▶ [Data for this task]:
PR #77, opened 2019-04-11
Fix :: simplify mongo pipeline

vdestraitt:
First we made the test case more coherent to give more sense to the query.

Then we managed 2 cases that were not supported:

- We do not want to merge two Mongo steps with common keys

- We do not want to merge two $project steps or two $addFields steps if the second step includes a reference to a key that was declared (created or modified) in the first step.

Closes https://github.com/ToucanToco/vue-query-builder/issues/76

### DIFF
--- a/src/lib/translators/mongo.ts
+++ b/src/lib/translators/mongo.ts
@@ -92,7 +92,7 @@ const mapper: StepMatcher<MongoStep> = {
 export class Mongo36Translator extends BaseTranslator {
   translate(pipeline: Array<PipelineStep>) {
     const mongoSteps = super.translate(pipeline).flat();
-    return simplifyMongoPipeline(mongoSteps);
+    return _simplifyMongoPipeline(mongoSteps);
   }
 }
 Object.assign(Mongo36Translator.prototype, mapper);
@@ -107,7 +107,7 @@ Object.assign(Mongo36Translator.prototype, mapper);
  *
  * @returns the list of simplified mongo steps
  */
-function simplifyMongoPipeline(mongoSteps: Array<MongoStep>): Array<MongoStep> {
+export function _simplifyMongoPipeline(mongoSteps: Array<MongoStep>): Array<MongoStep> {
   const outputSteps: Array<MongoStep> = [];
   let lastStep: MongoStep = mongoSteps[0];
   outputSteps.push(lastStep);
--- a/src/lib/translators/mongo.ts
+++ b/src/lib/translators/mongo.ts
@@ -24,6 +24,8 @@ function fromkeys(keys: Array<string>, value = 0) {
 function filterstepToMatchstep(step: FilterStep): MongoStep {
   if (step.operator === undefined || step.operator === 'eq') {
     return { $match: { [step.column]: step.value } };
+  } else if (step.operator === 'ne') {
+    return { $match: { [step.column]: { $ne: step.value } } };
   } else {
     throw new Error(`Operator ${step.operator} is not handled yet.`);
   }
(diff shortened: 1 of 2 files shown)


src/lib/translators/mongo.ts
```diff
@@ -105,23 +105,42 @@ Object.assign(Mongo36Translator.prototype, mapper);
  *
  * @returns the list of simplified mongo steps
  */
-function simplifyMongoPipeline(mongoSteps: Array<MongoStep>): Array<MongoStep> {
+export function _simplifyMongoPipeline(mongoSteps: Array<MongoStep>): Array<MongoStep> {
+  let merge: boolean = true;
```
adimascio: In such cases, you should let typescript infer type automatically, you don't have to specify `boolean` explicitly.

```suggestion
  let merge = true;
```

src/lib/translators/mongo.ts
```diff
@@ -105,23 +105,42 @@ Object.assign(Mongo36Translator.prototype, mapper);
...
   for (const step of mongoSteps.slice(1)) {
-    if (step.$project !== undefined && lastStep.$project !== undefined) {
-      // merge $project steps together
-      lastStep.$project = { ...lastStep.$project, ...step.$project };
-      continue;
-    } else if (step.$match !== undefined && lastStep.$match !== undefined) {
-      // merge $match steps together
-      lastStep.$match = { ...lastStep.$match, ...step.$match };
-      continue;
+    const stepOperator: string = Object.keys(step)[0];
```
adimascio: In such cases, you should let typescript infer type automatically, you don't have to specify string explicitly.

```suggestion
    const stepOperator = Object.keys(step)[0];
```

src/lib/translators/mongo.ts
```diff
@@ -105,23 +105,42 @@ Object.assign(Mongo36Translator.prototype, mapper);
...
+    const isMergeable: boolean =
```
adimascio: In such cases, you should let typescript infer type automatically, you don't have to specify boolean explicitly.

src/lib/translators/mongo.ts
adimascio: There's always a single key here right ? In this case, you could write

```suggestion
    const [stepOperator] = Object.keys(step);
```

Otherwise you should not rely on key order.

src/lib/translators/mongo.ts
```diff
@@ -105,23 +105,42 @@ Object.assign(Mongo36Translator.prototype, mapper);
...
+      stepOperator === '$project' || stepOperator === '$addFields' || stepOperator === '$match';
+    if (isMergeable && lastStep[stepOperator] !== undefined) {
+      for (const key in step[stepOperator]) {
+        // We do not want to merge two $project with common keys
+        if (lastStep[stepOperator].hasOwnProperty(key)) {
+          merge = false;
```
adimascio: Shoudn't we `break` once `merge` is set to `false`?

src/lib/translators/mongo.ts
```diff
@@ -105,23 +105,42 @@ Object.assign(Mongo36Translator.prototype, mapper);
...
+        } else if (stepOperator !== '$match') {
+          // We do not want to merge two $project or $addFields with a `step`
+          // key referencing as value a`lastStep` key
+          const valueString: string = JSON.stringify(step[stepOperator][key]);
+          for (const lastKey in lastStep[stepOperator]) {
+            const regex: RegExp = new RegExp(`.*['"]\\$${lastKey}['"].*`);
+            if (regex.test(valueString)) {
+              merge = false;
```
adimascio: Shoudn't we `break` once `merge` is set to `false`?

src/lib/translators/mongo.ts
vdestraitt: @adimascio I tried to use `break` but it seems a little tricky to use as it breaks out from parent loops to. So basically as soon as I met a `merge: false`case, my Mongo pipeline was over as I went out of the root loop (`for (const step of mongoSteps.slice(1))`). 

But open to discussion if I (probably) miss something !

vdestraitt: @adimascio yes right, thx

src/lib/translators/mongo.ts
vdestraitt: @adimascio I tried to use `break` but it seems a little tricky to use as it breaks out from parent loops to. So basically as soon as I met a `merge: false`case, my Mongo pipeline was over as I went out of the root loop (`for (const step of mongoSteps.slice(1))`). 

But open to discussion if I (probably) miss something !

src/lib/translators/mongo.ts
vdestraitt: cf. comment above

vdestraitt:
@adimascio thank you for your review. I took your comments into account in the latest commit

PR #91, opened 2019-04-12
Improve :: `aggregate` step mongo

vdestraitt:
Restrict AggFunctionStep interface to only support basic aggregation functions and improve transformAggregate to support every basic aggregation function among:

- sum
- avg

▶ [About this exercise]:
Retype all of the lines shown above, keeping each one exact.

▶ [Solution to the exercise]:
PR #77, opened 2019-04-11
Fix :: simplify mongo pipeline

vdestraitt:
First we made the test case more coherent to give more sense to the query.

Then we managed 2 cases that were not supported:

- We do not want to merge two Mongo steps with common keys

- We do not want to merge two $project steps or two $addFields steps if the second step includes a reference to a key that was declared (created or modified) in the first step.

Closes https://github.com/ToucanToco/vue-query-builder/issues/76

### DIFF
--- a/src/lib/translators/mongo.ts
+++ b/src/lib/translators/mongo.ts
@@ -92,7 +92,7 @@ const mapper: StepMatcher<MongoStep> = {
 export class Mongo36Translator extends BaseTranslator {
   translate(pipeline: Array<PipelineStep>) {
     const mongoSteps = super.translate(pipeline).flat();
-    return simplifyMongoPipeline(mongoSteps);
+    return _simplifyMongoPipeline(mongoSteps);
   }
 }
 Object.assign(Mongo36Translator.prototype, mapper);
@@ -107,7 +107,7 @@ Object.assign(Mongo36Translator.prototype, mapper);
  *
  * @returns the list of simplified mongo steps
  */
-function simplifyMongoPipeline(mongoSteps: Array<MongoStep>): Array<MongoStep> {
+export function _simplifyMongoPipeline(mongoSteps: Array<MongoStep>): Array<MongoStep> {
   const outputSteps: Array<MongoStep> = [];
   let lastStep: MongoStep = mongoSteps[0];
   outputSteps.push(lastStep);
--- a/src/lib/translators/mongo.ts
+++ b/src/lib/translators/mongo.ts
@@ -24,6 +24,8 @@ function fromkeys(keys: Array<string>, value = 0) {
 function filterstepToMatchstep(step: FilterStep): MongoStep {
   if (step.operator === undefined || step.operator === 'eq') {
     return { $match: { [step.column]: step.value } };
+  } else if (step.operator === 'ne') {
+    return { $match: { [step.column]: { $ne: step.value } } };
   } else {
     throw new Error(`Operator ${step.operator} is not handled yet.`);
   }
(diff shortened: 1 of 2 files shown)


src/lib/translators/mongo.ts
```diff
@@ -105,23 +105,42 @@ Object.assign(Mongo36Translator.prototype, mapper);
  *
  * @returns the list of simplified mongo steps
  */
-function simplifyMongoPipeline(mongoSteps: Array<MongoStep>): Array<MongoStep> {
+export function _simplifyMongoPipeline(mongoSteps: Array<MongoStep>): Array<MongoStep> {
+  let merge: boolean = true;
```
adimascio: In such cases, you should let typescript infer type automatically, you don't have to specify `boolean` explicitly.

```suggestion
  let merge = true;
```

src/lib/translators/mongo.ts
```diff
@@ -105,23 +105,42 @@ Object.assign(Mongo36Translator.prototype, mapper);
...
   for (const step of mongoSteps.slice(1)) {
-    if (step.$project !== undefined && lastStep.$project !== undefined) {
-      // merge $project steps together
-      lastStep.$project = { ...lastStep.$project, ...step.$project };
-      continue;
-    } else if (step.$match !== undefined && lastStep.$match !== undefined) {
-      // merge $match steps together
-      lastStep.$match = { ...lastStep.$match, ...step.$match };
-      continue;
+    const stepOperator: string = Object.keys(step)[0];
```
adimascio: In such cases, you should let typescript infer type automatically, you don't have to specify string explicitly.

```suggestion
    const stepOperator = Object.keys(step)[0];
```

src/lib/translators/mongo.ts
```diff
@@ -105,23 +105,42 @@ Object.assign(Mongo36Translator.prototype, mapper);
...
+    const isMergeable: boolean =
```
adimascio: In such cases, you should let typescript infer type automatically, you don't have to specify boolean explicitly.

src/lib/translators/mongo.ts
adimascio: There's always a single key here right ? In this case, you could write

```suggestion
    const [stepOperator] = Object.keys(step);
```

Otherwise you should not rely on key order.

src/lib/translators/mongo.ts
```diff
@@ -105,23 +105,42 @@ Object.assign(Mongo36Translator.prototype, mapper);
...
+      stepOperator === '$project' || stepOperator === '$addFields' || stepOperator === '$match';
+    if (isMergeable && lastStep[stepOperator] !== undefined) {
+      for (const key in step[stepOperator]) {
+        // We do not want to merge two $project with common keys
+        if (lastStep[stepOperator].hasOwnProperty(key)) {
+          merge = false;
```
adimascio: Shoudn't we `break` once `merge` is set to `false`?

src/lib/translators/mongo.ts
```diff
@@ -105,23 +105,42 @@ Object.assign(Mongo36Translator.prototype, mapper);
...
+        } else if (stepOperator !== '$match') {
+          // We do not want to merge two $project or $addFields with a `step`
+          // key referencing as value a`lastStep` key
+          const valueString: string = JSON.stringify(step[stepOperator][key]);
+          for (const lastKey in lastStep[stepOperator]) {
+            const regex: RegExp = new RegExp(`.*['"]\\$${lastKey}['"].*`);
+            if (regex.test(valueString)) {
+              merge = false;
```
adimascio: Shoudn't we `break` once `merge` is set to `false`?

src/lib/translators/mongo.ts
vdestraitt: @adimascio I tried to use `break` but it seems a little tricky to use as it breaks out from parent loops to. So basically as soon as I met a `merge: false`case, my Mongo pipeline was over as I went out of the root loop (`for (const step of mongoSteps.slice(1))`). 

But open to discussion if I (probably) miss something !

vdestraitt: @adimascio yes right, thx

src/lib/translators/mongo.ts
vdestraitt: @adimascio I tried to use `break` but it seems a little tricky to use as it breaks out from parent loops to. So basically as soon as I met a `merge: false`case, my Mongo pipeline was over as I went out of the root loop (`for (const step of mongoSteps.slice(1))`). 

But open to discussion if I (probably) miss something !

src/lib/translators/mongo.ts
vdestraitt: cf. comment above

vdestraitt:
@adimascio thank you for your review. I took your comments into account in the latest commit

PR #91, opened 2019-04-12
Improve :: `aggregate` step mongo

vdestraitt:
Restrict AggFunctionStep interface to only support basic aggregation functions and improve transformAggregate to support every basic aggregation function among:

- sum
- avg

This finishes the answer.